# 10 Month Old && Tantrums... && Refusal to Sleep...



## LilDreamy

I know.. she is still a baby... but I don't feel I relate to the baby forums anymore. She is growing so quickly and her little personality has recently came to life.

She is the cutest and happiest baby ever... atleast she was... until about a week ago.

She now throws tantrums!

If I'm holding something she wants, she will try and push my hands away, or dig her nails into my hand trying to move my hand.

Or If I try to pick her up when she doesn't want to be picked up, she kicks her legs and tries pushing me with her hands? And screams??? AH! She has never ever done this... and has always been a baby who ALWAYS wants to be held and given attention.

She still is... When it's bed time most deffinately.

Now, she also REFUSES to go to sleep.

Before I can even lower her completely down in her crib she screams bloody murder. I will try and rub her belly or pat her bottom. I'll do that for a good 30 minutes. But continues to scream. I try to hold her and rock her, but she does not want to even be in the lie down position, she will squirm and scream.

I let her in bed with me, and the more tired she gets the more "hyper" she becomes. She will throw herself all over the bed, rolling, and climbing on me. I think "Oh she'll wear herself out" And it never happens. I tried to let her wear herself out once and she ended up staying up until midnight.

I finally tried the whole "cry it out"... But no. She will scream and scream. I go in kiss her say i love her, leave again... and everytime I leave she cries even harder to where she can't control herself.

I'm so lost at what has gotten into her. She already has 8 teeth... and has never shown any teething pain before so don't think that's what it is.. :/ :shrug:

Help seasoned mommies!


----------



## Ice Cold Cube

I went through similar in the last month with Alex. He likes to bang his head against me in a tantrum, or scratch/bite me because he knows he's not supposed to do so! He will have days like this, followed by days of being all smiley and gentle....

I think it is just a phase they all go through at ths age. They are testing the boundaries!

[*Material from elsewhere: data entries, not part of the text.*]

PR #708, opened 2023-02-02
Move sensor specifics to DetectedItemHeader

### LINKED ISSUE #462: No RCS can be assigned to detected stationary objects

thomassedlmayer:
Signed-off-by: Thomas Sedlmayer <tsedlmayer@pmsfit.de>

This addresses #462. The PR introduces sensor-specifics in DetectedItemHeader and deprecates all sensor-specific fields that are located in DetectedMovingObject and DetectedStationaryObject directly.

This also should be discussed in terms of harmonization with ISO23150.

Resolves #462

### DIFF
--- a/osi_detectedobject.proto
+++ b/osi_detectedobject.proto
@@ -67,6 +67,34 @@ message DetectedItemHeader
     //
     repeated Identifier sensor_id = 6;
 
+    // Additional data that is specific to radar sensors.
+    //
+    // \note Field needs not to be set if simulated sensor is not a radar
+    // sensor.
+    //
+    optional RadarSpecificObjectData radar_specifics = 100;
+
+    // Additional data that is specific to lidar sensors.
+    //
+    // \note Field needs not to be set if simulated sensor is not a lidar
+    // sensor.
+    //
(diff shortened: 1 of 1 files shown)


yash-shah-asam:
@thomassedlmayer could you please handle this as the part of 23150 project.

thomassedlmayer:
As discussed in the last sensor modeling project meeting, we agreed that I will modify this PR to only deprecate certain fields instead of removing in order to be backwards compatible (minor release) but also already pave the way for a potential major release.

Before merging anything though, we need to check how this is done in the new ISO23150 release as soon as we get access.

PhRosenberger (approved):
No further comments from my side.

asadekasam:
OSI CCB 2026.08.13: It needs to be checked against the latest ISO 23150.

PR #710, opened 2023-02-10
Draft for discussion: Add detailed pedestrian description to MovingObject

Peintnerer:
#### Add a description
Related to WP12 in other models workgroup. For exchanging motion capture data of pedestrians (or humans in general) between simulators, we need a more detailed description of pedestrians. This is based on similar skeleton structures used for character rigging in CARLA, Unity, Unreal, etc.


osi_object.proto
```diff
@@ -512,6 +512,65 @@ message MovingObject
...
+    //
+    message SkeletonPoint {
+
+
+        // Skeleton points are identified by a naming scheme
+        //  
+        // To properly identify the skeleton points the pre-defined naming convention 
+        // must be used.
+        // 
+        //\image html OSI_SkeletonNamingConvention.jpg
```
tbleher, line 554: The file name currently has a spelling error ("Convenion" instead of "Convention").
In the graphics, there is one mis-spelling: "RIng" instead of "Ring".

osi_object.proto
```diff
@@ -512,6 +512,65 @@ message MovingObject
...
+        // 
+        // Reference System is the middle of the bounding box (\c MovingObject::base 
+        // \c BaseMoving::position).
+        // 
+        required Vector3d position = 2;
+
+        // Orientation of the skeleton point
+        //
+        // Reference System is the middle of the bounding box (\c MovingObject::base 
+        // \c BaseMoving::position).
```
tbleher, line 568: This confuses me. It mentions BaseMoving::position, which shouldn't have any impact on the orientation. I assume that it is relative to BaseMoving::orientation? Or is the orientation absolute?

tbleher (changes requested):
Thanks! Looks good to me in general, and I can imagine using it. Only two minor comments from my side.

osi_object.proto
Peintnerer: Yes, this is a copy-paste error in the comment. The correct reference would be BaseMoving::orientation. Will be fixed.

osi_object.proto
Peintnerer: Thank you for checking; I will fix the spelling errors!

osi_object.proto
```diff
@@ -512,6 +512,65 @@ message MovingObject
...
+
+        // Body height of the pedestrian  
+        // 
+        // Unit: m
+        //
+        optional double height = 1;
+
+        // List of all skeleton points of the pedestrian
+        // 
+        // The number of skeleton points may very, based on the detail level of
```
thomassedlmayer, line 531: *vary

osi_object.proto
```diff
@@ -512,6 +512,65 @@ message MovingObject
...
+
+
+        // Skeleton points are identified by a naming scheme
+        //  
+        // To properly identify the skeleton points the pre-defined naming convention 
+        // must be used.
+        // 
+        //\image html OSI_SkeletonNamingConvention.jpg
+        // 
+        required string identifier = 1;
```
thomassedlmayer, line 556: According to the [documentation](https://opensimulationinterface.github.io/osi-documentation/#_overview_of_osi_architecture) OSI does not use the 'required' keyword for fields but all fields should be marked as 'optional'.

jdsika:
I might have some feedback here. I will get back here!

ClemensLinnhoff:
[This](https://github.com/CMU-Perceptual-Computing-Lab/openpose) might be relevant. Did you consider their definitions on skeletal joint positions?

adrianschultz:
https://www.asam.net/static_downloads/ASAM_OpenSCENARIO_V1.2.0_Model_Documentation/modelDocumentation/content/AnimationAction.html

and

https://www.asam.net/index.php?eID=dumpFile&t=f&f=4908&token=ae9d9b44ab9257e817072a653b5d5e98ee0babf8#_appearance

might be helping

osi_object.proto
```diff
@@ -512,6 +512,65 @@ message MovingObject
...
+    // This is an extension to the \c MovingObject with additional information 
+    // describing a pedestrian in more detail.
+    // 
+    message PedestrianData {
+
+        // Body height of the pedestrian  
+        // 
+        // Unit: m
+        //
+        optional double height = 1;
```
ThomasNaderBMW, line 527: We have that information already from Bounding Box information.
So it can be left out and then Skeleton information itself is enough and could be included directly to sth. like pedestrian_attributes

ThomasNaderBMW:
15.05.WG ASAM OSI | Other Models | Focus: Enhanced Pedestrian Modeling:
- Enum instead of string for skeleton joints
- Level of detail: Approach is that just the joints are used that are sent (can be identified by the enum). Rule from root till depeest skeleton point (regarding the tree) all skeleton joints must be sent, so complete chain till that point.
- Will it be part of osi_detectedobject.proto? Depending on that we have to think about if it is vehicle_attributes or vehicle_classification (used in detectedobject)
- Skeleton Data is enough and can be used in pedestrian_attributes/classification. Pedestrian Data not necessary.

osi_object.proto
```diff
@@ -512,6 +512,205 @@ message MovingObject
...
+    message PedestrianAttributes {
+
+
+        // List of all skeleton points of the pedestrian
+        // 
+        // The number of skeleton points may vary, based on the detail level of 
+        // the pedestrian model used. For example, some simulators will not include 
+        // detailed data of the fingers or eyes of the pedestrian.
+        // 
+        repeated SkeletonPoint skeleton_data = 2;
```
thomassedlmayer, line 530: skeleton_data has the number 2. This can be changed to 1 in the next commit.

tbleher:
Two comments regarding the current patch-set:
* It seems like the new `PedestrianAttributes` message is not yet referenced anywhere, so currently no pedestrian can be described using this new message. I think it should be added at least to `MovingObject`, so that the values can be returned from `TrafficUpdate` (which contains `MovingObject`), and so that the attributes are part of the `GroundTruth`.
* It would be great to have also have some more coarse-grained values, like the current viewing direction.

I want to elaborate a bit on the second point:
The current proposal seems suited for transfering the actual movement of a pedestrian between different systems. However, not all models work with this level of detail. E.g. the open source OSIPedestrian model, which was created as part of the SETLevel project, only works on the bounding box level. 3D animation is done afterwards, e.g. using Unreal. This works fine in practice. However, currently the OSIPedestrian model cannot provide semantic information, e.g. where the pedestrian is currently looking at. This information has to come from OSIPedestrian, since it depends on the situation (example: if the pedestrian is waiting to cross a busy street, it has to look left and right. This semantic info should be provided by the model, and not later be added e.g. in Unreal). However, OSIPedestrian does not do complete animation, since that means it would have to add the whole logic for pedestrian animation inside the model (which is much better done afterwards in Unreal or Unity).
The current patch doesn't really allow a model like OSIPedestrian to add a simple info like e.g. the head direction, without knowing the rest of the geometry of the pedestrian. I propose to add this semantic information separately (and am willing to submit a patch for this).

Comments/Objections?

ThomasNaderBMW:
WG Other Models:
- Fix Build Errors
- Add Hirarchy-Picture
- Can be reviewed by CCB.

osi_object.proto
```diff
@@ -512,6 +512,191 @@ message MovingObject
...
+            optional float length = 4;
+
+            // Determines if bones of a pedestrian are explicitly missing from the model.
+            //
+            // In case a pedestrian has missing limbs this can be explicitly communicated
+            // by setting this boolean to TRUE.
+            //
+            optional bool missing = 5;
+
+            // The type of the bone
```
ThomasNaderBMW, line 606: bone.

ThomasNaderBMW (approved):
Some minor stuff.

ThomasNaderBMW:
CCB Review, 19.06.23:
Can be merged, but minor stuff (Comments, DCO, correct Builds) has to be fixed till Thursday 9 AM

osi_object.proto
```diff
@@ -512,6 +512,191 @@ message MovingObject
...
+            //
+            // A bone's name, position, and orientation is defined by the end-point closer
+            // to the root. For example: the "LOWER_ARM_L" will define the point in the left
+            // elbow of the model.
+            //
+            // If a bone which is more than one layer detached from the
+            // root point is used, all bones between that bone and the root also
+            // need to be defined in order to create a complete chain!
+            //
+            // If information about bones are missing, they may be left empty. A complete
```
LudwigFriedmann, line 572: Short-notice review: I'd remove "A complete set of bones for the entire skeleton cant't be expected!". This is potentially misleading.

osi_object.proto
Peintnerer: Has been fixed.

osi_object.proto
```diff
@@ -512,6 +512,191 @@ message MovingObject
...
+            // set of bones for the entire skeleton can't be expected!
+            // 
+            optional Type type = 1;
+
+            // Position of the bone
+            // 
+            // Reference System is the root, defined by bbcenter_to_root 
+            // (\c PedestrianAttributes::bbcenter_to_root). 
+            //
```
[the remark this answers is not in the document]
Peintnerer: Line is removed.

osi_object.proto
```diff
@@ -512,6 +512,191 @@ message MovingObject
...
+                TYPE_FULL_HAND_L = 12;
+
+                // Bone defines one of the hands.
+                //
+                TYPE_FULL_HAND_R = 13;
+
+                // Bone defines one of the thighs.
+                //
+                TYPE_UPPER_LEG_L = 14;
+                // Bone defines one of the thighs.
```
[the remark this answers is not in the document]
Peintnerer: Added in an empty line.

osi_object.proto
Peintnerer: Fixed.

osi_object.proto
```diff
@@ -1062,18 +1073,191 @@ message MovingObject
...
+            //
+            // Reference System is the root, defined by bbcenter_to_root
+            // (\c PedestrianAttributes::bbcenter_to_root).
+            //
+            optional Orientation3d orientation = 3;
+
+            // Orientation of the bone.
+            //
+            // Reference System is the root, defined by bbcenter_to_root
+            // (\c PedestrianAttributes::bbcenter_to_root).
```
pmai, line 1158: Duplicated field description, maybe should be:
```suggestion
            // Length of the bone.
            //
            // Measured along its major axis.
            //
            // Unit: m
```

osi_object.proto
```diff
@@ -1062,18 +1073,191 @@ message MovingObject
...
+            //
+            optional float length = 4;
+
+            // Determines a bone is explicitly missing from the pedestrian model.
```
pmai, line 1162:
```suggestion
            // Determines whether a bone is explicitly missing from the pedestrian model.
```

osi_object.proto
```diff
@@ -1062,18 +1073,191 @@ message MovingObject
...
+            //
+            optional bool missing = 5;
+
+            // The type of the bone.
+            //
+            // \note Bone of each type can be assigned, or left empty depending
+            // on the desired level of detail, or present data. However, if a
+            // bone is defined, all bones in the chain from that bone back to
+            // the root point must be defined to create a complete chain.
+            //
```
pmai, line 1175: I suggest moving this comment to the field definition, where level of detail is already mentioned. This is more a use thing than an enum type thing.
```suggestion
```

osi_object.proto
```diff
@@ -1062,18 +1073,191 @@ message MovingObject
...
+        // of the root point of the pedestrian skeleton model.
+        //
+        optional Vector3d bbcenter_to_root = 1;
+
+        // List of all bones of the pedestrian.
+        //
+        // The number of bones may vary, based on the detail level of
+        // the pedestrian model used. For example, some simulators will not include
+        // detailed data about the hands of a pedestrian.
+        //
```
pmai, line 1109:
```suggestion
        //
        // \note A bone of each type can be provided, or left out, depending
        // on the desired level of detail, or available data. However, if a
        // bone is defined, all bones in the chain from that bone back to
        // the root point must be provided to create a complete chain.
        //
```

osi_object.proto
```diff
@@ -1062,18 +1073,191 @@ message MovingObject
...
+                // Root point of the pedestrian. Defined by bbcenter_to_root
+                // (\c PedestrianAttributes::bbcenter_to_root).
+                //
+                TYPE_ROOT = 0;
+
+                // Bone defining the hip.
+                //
+                TYPE_HIP = 1;
+
+                // Bone defines the lower part of the spine.
```
pmai, line 1189: I suggest to always use defining, rather than defines, in this list...
```suggestion
                // Bone defining the lower part of the spine.
```

pmai (changes requested):
Minor improvements that might be needed.

osi_object.proto
```diff
@@ -1062,18 +1073,191 @@ message MovingObject
...
+
+                // Bone defines the left forearm.
+                //
+                TYPE_LOWER_ARM_L = 10;
+
+                // Bone defines the right forearm.
+                //
+                TYPE_LOWER_ARM_R = 11;
+
+                // Bone defines the left hand.
```
pmai, line 1229:
```suggestion
                // Bone defining the upper part of the spine.
                //
                TYPE_UPPER_SPINE = 3;

                // Bone defining the neck.
                //
                TYPE_NECK = 4;

                // Bone defining the head.
                //
                TYPE_HEAD = 5;

                // Bone defining the left shoulder.
                //
                TYPE_SHOULDER_L = 6;

                // Bone defining the right shoulder.
                //
                TYPE_SHOULDER_R = 7;

                // Bone defining the left upper arm.
                //
                TYPE_UPPER_ARM_L = 8;

                // Bone defining the right upper arm.
                //
                TYPE_UPPER_ARM_R = 9;

                // Bone defining the left forearm.
                //
                TYPE_LOWER_ARM_L = 10;

                // Bone defining the right forearm.
                //
                TYPE_LOWER_ARM_R = 11;

                // Bone defining the left hand.
```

Alex also has 8 teeth but I think the pain has increased now his back ones are coming in - could be the same for your LO? Alex never has his hands out of his mouth at the moment, even when eating lol.

Hope things settle back down soon for you.

Laura x


----------



## OmarsMum

Hi hun, those months are very developmental. She might be trying to learn new skills this is why she's frustrated. xx


----------



## LilDreamy

Thanks for the replies! :)

She is deff prob testing her boundaries. And Very Frustrated with all of her new skills that she has. She's learning how big the world really is, and all of the things she can do. :)

Good to know that other babies go through this. lol. Was So scared I already did something wrong in raising her. :X Want to raise her the best way possible.


----------



## chubbin

All I can say is that it's hard to imagine your gorgeous little girl having tantrums. Lovely pics :) xx


----------



## starangel27

i was just going to start a thread on this since sunday my little boy is been a total nightmare he is just screaming & squealing all day long getting very clingy wont go to bed & just thrashing around im hoping its just a short term thing :-(


----------



## muddles

What is her bedtime routine? 

I know that Oliver goes to sleep easily (most of the time) if we follow our normal pattern of 
-dinner around 5:45pm, 
-1/2 his milk around 6:30pm, 
-bath time around 6:50pm, 
-other 1/2 of his milk after his bath,
- teeth brushed then he chooses books from his box of books in his room and we read for about ten minutes (or until he gets off my knee and goes a bit hyper trying to crawl away as the hyperness seems to be when he is knackered). 
-We then close his curtains and he points at his nightlight for it to be put on then it's kisses and cuddles then into his cot for 'sleepy, sleepies.' He is usually in bed asleep around 7:30pm.

I have noticed that if it's anything after 7:30 when we start doing stories then we have a real battle to get him to go to sleep. I guess it's because he is overtired. 

I sympathise with the tantrums as we are going through that phase too.


----------



## Lyndz

Hmmm bella went through this stage at around 9/10 months and i had to intorduce controlled crying. Nothing else would work, like you LO she would never exhaust herself if i left her to it, crying it out didn't work as i couldn't listen to it!! At night we would carry out her routine as normal, bath, book, milk, bed then the crying would start. so we'd go in after 5 mins, lay her back down, leave the room and repeated until she was asleep. The first night we were at it for around 2 hours, but after 1 week she would go down easily within about 15 minutes. I have no other advice i'm afriad, but you have my sympathy. It's a phase, she's learning so many things right now!! :Hugs:


----------